L'effet caméléon semble un indicateur d'imitation plus intéressant que la synchronie interactionnelle et les postures partagées ou en miroir, car il prend en compte à la fois la dynamique des interactions, et le partage de posture. Néanmoins, l'imitation observée n'est jamais comparée à une condition contrôle. Chartrand & Bargh (1999) ont comparé le nombre de comportements produits lors d'interaction, avec le nombre produits lorsque les participants sont seuls. Cela ne démontre pas que la différence entre ces deux conditions soit due à l'imitation seule.

2.4.4 Conclusion

Ainsi, quelles que soient les notions et donc les méthodes utilisées pour étudier l'imitation : synchronie interactionnelle, postures partagées ou effet caméléon, les études montrent que l'imitation est un phénomène implicite qui atteste de la mise en place et du maintien de la relation interpersonnelle. Elle servirait de "glue sociale" (Lakin et al., 2003).

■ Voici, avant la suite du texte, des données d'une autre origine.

PR #585, opened 2026-08-04
Deliver callbacks from their own task, not from the read loop

trailro:
> **Stacked on #584** (same file, same lifecycle machinery) — the first commit here is that PR; this one is `deliver callbacks from their own task, not from the read loop`. Merging #584 first collapses this to a one-commit diff.

## What

The websocket read loop awaits `_handle_message` — and with it every subscriber callback — inline. A subscriber that issues an RPC from its callback therefore waits on a reply that only the read loop it is blocking can deliver. Measured: a `ping()` that completes in 0.000s outside a callback times out at exactly its full deadline inside one, with the answer sitting unread in the socket the whole time — and every state update queues behind it (a frame sent at t=0.2s was delivered at t=2.0s). At the default timeout that is a 30s stall of all state updates per callback-issued RPC. A slow callback also holds up `disconnect()`, which awaits the subscribe task.

The API layer explicitly blesses subscriber callbacks; its own `_callback_lock` comment documents dispatching outside the lock precisely so subscribers can call back into the API — which then doesn't work on this transport for any command that expects an answer.

## Fix

Callbacks flow through a queue consumed by a dedicated dispatch task:

- the read loop only enqueues (`put_nowait`) — it never awaits user code again, so replies are processed the moment they arrive;
- a **single** consumer preserves delivery order (arrival order), which per-frame `create_task` would not guarantee;
- the queue is rebuilt on each `connect()` so a stale frame from a previous session is never delivered into a new one;
- wind-down cancels the dispatcher rather than draining it — draining means awaiting the very user code this task exists to keep out of the way;
- the reentrancy guard covers the dispatch task too: a callback calling `disconnect()` would be a lifecycle call cancelling its own caller, so it is refused with the same error as from the read loop.

`test_state_callback_may_send_commands`' docstring — which documented "awaiting the response inside a callback can never complete" — is updated: it now can.

## Tests

- `test_a_callback_can_await_a_full_round_trip` — RPC from a state callback completes with the real result in <2s. Fails against the base branch (times out), verified.
- `test_an_outside_disconnect_is_not_blocked_by_a_parked_callback` — a subscriber sleeping forever no longer holds up `disconnect()`. Fails against the base branch, verified.
- `test_a_callback_calling_disconnect_is_told_no` — the reentrancy contract, now exercised through the dispatch task.
- The two direct `_handle_message` vdata tests drive the dispatcher explicitly via a small delivery helper (`task_done`/`join`, deterministic).

889 pass, `ruff check`, `ruff format --check` and `mypy .` clean.

### DIFF
--- a/pytboss/wss.py
+++ b/pytboss/wss.py
@@ -2,7 +2,7 @@
 
 import asyncio
 import logging
-from asyncio import AbstractEventLoop, Event, Lock, Task
+from asyncio import AbstractEventLoop, Event, Lock, Queue, Task
 from contextlib import suppress
 from typing import Any
 from uuid import uuid4
@@ -58,6 +58,14 @@ class WebSocketConnection(Transport):
         self._url = f"{base_url}/to/{grill_id}"
         self._app_id = app_id or str(uuid4()).split("-")[-1]
         self._subscribe_task: Task | None = None
+        # Callbacks are delivered from their own task, fed by this queue, so
+        # the read loop never awaits user code. A callback that issues an
+        # RPC otherwise waits on a reply only the read loop it is blocking
+        # can deliver -- burning the command's whole timeout -- and every
+        # state update queues behind it. Rebuilt on each connect so a stale
+        # frame from a previous session is never delivered into a new one.
+        self._callback_queue: Queue[tuple[str, Any]] = Queue()
+        self._dispatch_task: Task | None = None
         self._subscribed = Event()
         self._stopping = Event()
         self._keep_running = False
@@ -103,7 +111,9 @@ class WebSocketConnection(Transport):
             self._sock = await self._connect_task
             self._keep_running = True
             self._stopping.clear()
+            self._callback_queue = Queue()
             self._subscribe_task = self._loop.create_task(self._subscribe())
+            self._dispatch_task = self._loop.create_task(self._dispatch_callbacks())
         except BaseException as ex:
             # The rollback `http.connect()` already has: a failed or
             # cancelled connect must not leak the session this call opened.
@@ -132,7 +142,10 @@ class WebSocketConnection(Transport):
         lock awaits the very subscribe task this caller is running on -- a
         deadlock the guard exists to prevent, not cause.
         """
-        if self._subscribe_task is asyncio.current_task():
+        current = asyncio.current_task()
+        if current is not None and (
+            current is self._subscribe_task or current is self._dispatch_task
+        ):
             raise RuntimeError(
                 "Cannot stop this transport from a callback it is dispatching"
             )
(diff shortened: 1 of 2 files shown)


trailro:
Rebased onto `main` — with #584 in, the stack collapsed to the single dispatcher commit as promised. 893 pass, ruff/format/mypy clean.

dknowles2 (approved):
This is the good kind of fix: the bug is a design consequence rather than a slip, and the fix removes the category instead of the instance. Awaiting user code from the read loop meant any callback that issued an RPC deadlocked against the only task that could answer it — and the API layer's own `_callback_lock` comment explicitly promises subscribers may call back in.

**893 tests** (up from your 889 — the rebase onto #584 brought its two along), `ruff check`, `ruff format --check`, `mypy .` clean.

Mutated each mechanism:

```
await the status callback inline again  -> test_a_callback_can_await_a_full_round_trip       FAILS
                                           test_an_outside_disconnect_is_not_blocked_by_...  FAILS
                                           test_a_temperatures_only_push_reaches_the_...     FAILS
drop the dispatch task from the guard   -> test_a_callback_calling_disconnect_is_told_no     FAILS
drain instead of cancel                 -> test_an_outside_disconnect_is_not_blocked_by_...  FAILS
reuse the queue across connects         -> 36 passed
```

## The queue rebuild is load-bearing and unpinned

Coverage, not a defect — the line is there and correct. I probed it before calling it a gap, because a missing test only matters if the path is reachable, and this one is *more* reachable after this PR than before it: the whole point is that callbacks may now do slow things, which is exactly what leaves frames queued at teardown.

Frames arriving faster than a slow subscriber drains them, torn down mid-backlog, transport reused:

```
with-rebuild     delivered into session 2 = ['session-2-frame']                       stale=0
without-rebuild  delivered into session 2 = ['session-1-frame-B', 'session-2-frame']  stale=1
```

The stale frame is delivered into the new session *ahead of* the live one, so a subscriber's first update after a reconnect is a temperature reading from before the drop. Observable, and the assertion is just "no session-1 payload reaches a session-2 subscriber" — no timing involved.

**Not holding the merge.** The other three mechanisms are pinned, this one is present and correct, and I would rather land the fix.

## Two small things, neither blocking

`Queue()` is unbounded. With a 5-second push cadence and a callback that can now legitimately take a command timeout, a backlog is possible where it was not before — the read loop no longer applies backpressure, which is the point, but it also means nothing bounds the queue. Probably fine forever; worth knowing it is unbounded by choice rather than by oversight.

`_dispatch_callbacks` catches `Exception`, so a callback that raises `CancelledError` for its own reasons kills the dispatcher silently and no further callbacks are delivered for the life of the connection. Narrow — it needs a subscriber that cancels itself — but the failure is silent and permanent, where every other callback error is logged and survived.

## What I checked and am satisfied with

The queue swap in `connect()` cannot strand the old dispatcher on the wrong queue: `_connect_locked` calls `_stop_subscribing()` first, which cancels and awaits `_dispatch_task` before the rebuild happens, so there is no window where a live dispatcher holds an item from a queue that has been replaced under it. That would have been a `task_done() called too many times`, and it is not reachable.

Single consumer rather than a task per frame is the right call, and worth having said explicitly — arrival order is the only order a subscriber can reason about, and `create_task` per frame would have quietly stopped guaranteeing it the moment any callback awaited anything.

Ce phénomène permettrait de réguler les interactions. Généralement ce processus est réalisé de manière automatique de la part des interlocuteurs (Chartrand & Bargh, 1999; Chartrand, Cheng, & Jefferis, 2002). Ainsi, l'imitation servirait à renforcer la relation interpersonnelle (Bavelas, Black, Lemery, & Mullett, 1986). Il y aurait un effet boule de neige entre l'imitation et l'affiliation, c'est-à-dire que l'imitation augmente l'affiliation et inversement l'affiliation augmente l'imitation. Néanmoins, on voit bien qu'il y a de fortes limites méthodologiques à la mise en évidence de l'imitation. Tout d'abord, il n'a pas encore été démontré que l'imitation observée, est significativement supérieure à la simple coïncidence de comportements produits simultanément. Chartrand & Bargh (1999) ont observé les participants avant l'interaction pour compter l'occurrence des comportements cibles. Mais on ne produit pas la même quantité de comportements et pas les mêmes, seul ou lors d'interactions sociales. De plus, on ne sait pas toujours précisément quels types de comportements sont imités. En effet, les descriptions des comportements sont sommaires et ne permettent pas de savoir

précisément quels types de comportements sont imités. Dans la plupart des études, il est fournit un seul indicateur d'imitation global.

2.5 C

ONCLUSION

Les catégories d'Argentin (1984), Ekman et Friesen (1969) et McNeill (1992), serviront pour constituer l'ensemble des indicateurs non verbaux étudiés dans cette thèse (cf. Problématique, page 75). Etant donné que ces catégories permettent d'étudier les interactions, nous pensons qu'elles seront utiles pour l'étude des interactions médiatisées. De plus, ces catégories sont pertinentes pour étudier la narration (cf. McNeill, 1992) et bénéficient d'une fidélité inter codeurs (cf. Argentin, 1984). Le prochain chapitre est consacré aux études et théories sur les communications médiatisées.